A small, granite memorial marks the spot where Jersey City Det. Joe Seals died. It reads “Loving son, Father, Brother and Friend to All.”
Family, friends and members of law enforcement gathered at that spot Thursday to remember Seals’ actions exactly one year ago – that may have prevented a larger attack.
Seals came upon the two suspects – 47-year-old David Nathaniel Anderson and 50-year-old Francine Graham – in Bayview Cemetery the morning of Dec 10, 2019, after meeting with an informant.
He saw a suspicious white U-Haul van. Police were looking for a stolen U-Haul that may have been used in a fatal shooting in Bayonne several days earlier.
Seals stopped his car, got out, and was fatally shot.
The shooting may have accelerated the suspects’ plans. They had not yet fully assembled a homemade pipe bomb later found in the van.
Instead, they immediately drove to Martin Luther King Drive and walked into the JC Kosher Supermarket at 12:21 p.m., guns blazing.
Both were wearing military-style body armor. Anderson was armed with an AR-15 semiautomatic assault rifle, Graham with a Mossberg .12-gauge shotgun. Both had .9 mm Glock semiautomatic pistols.
Killed were the store’s owner, Mindy Ferencz, worker Douglas Miguel Rodriguez and rabbinical student Moshe Deutsch. Two customers made it out alive.
The suspects may have been targeting a Jewish school next door, but police responded so quickly that they could not get out.
Jersey City Mayor Steve Fulop later said it could have been “another Newtown.”

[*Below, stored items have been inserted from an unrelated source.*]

PR #1649, opened 2021-09-09
Build and publish python sdist on PyPI

priyanshuone6:
# Description

Add a workflow to build and publish PyBaMM's python source distribution on PyPI for Windows (.zip) and Unix (.tar.gz)

### DIFF
--- a/.github/workflows/build_sdist.yml
+++ b/.github/workflows/build_sdist.yml
@@ -1,8 +1,6 @@
 name: "Build and publish Python Source Distribution"
 
 on:
-  push:
-    branches: main
   workflow_dispatch:
     inputs:
       target:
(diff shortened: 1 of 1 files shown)


priyanshuone6:
Not sure on how to test this

tinosulzer:
What's the difference between this and the existing workflow to publish releases?

priyanshuone6:
A source distribution is basically an archive containing the source code (both Python and C++). In contrast a wheel is what we call a built distribution: it contains the "installed" version of a package - particularly the compiled extension modules.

An hourslong running gun battle followed, and that only ended with the discovery of the suspects dead bodies.
The pipe bomb, federal investigators later concluded, had the capacity to kill or injure people up to 500 yards away.
Det. Seals ultimate legacy may have been that his actions stopped it from ever being detonated.
Gov. Phil Murphy pointed out the anniversary coincides with the first night of Hanukkah.
“So it is my fervent hope that the light of the menorah also leads our work to seek out and remove hate, in all of its forms, where ever it lurks,” Murphy said. “This is not an easy task but as is our fight against COVID, we can win it if we all work together. Remember that Hanukkah is the story of light overcoming darkness despite insurmountable odds. Its meaning is universal. It is timeless and it is deeply personal. May the memory of those lost on that day remain a blessing.”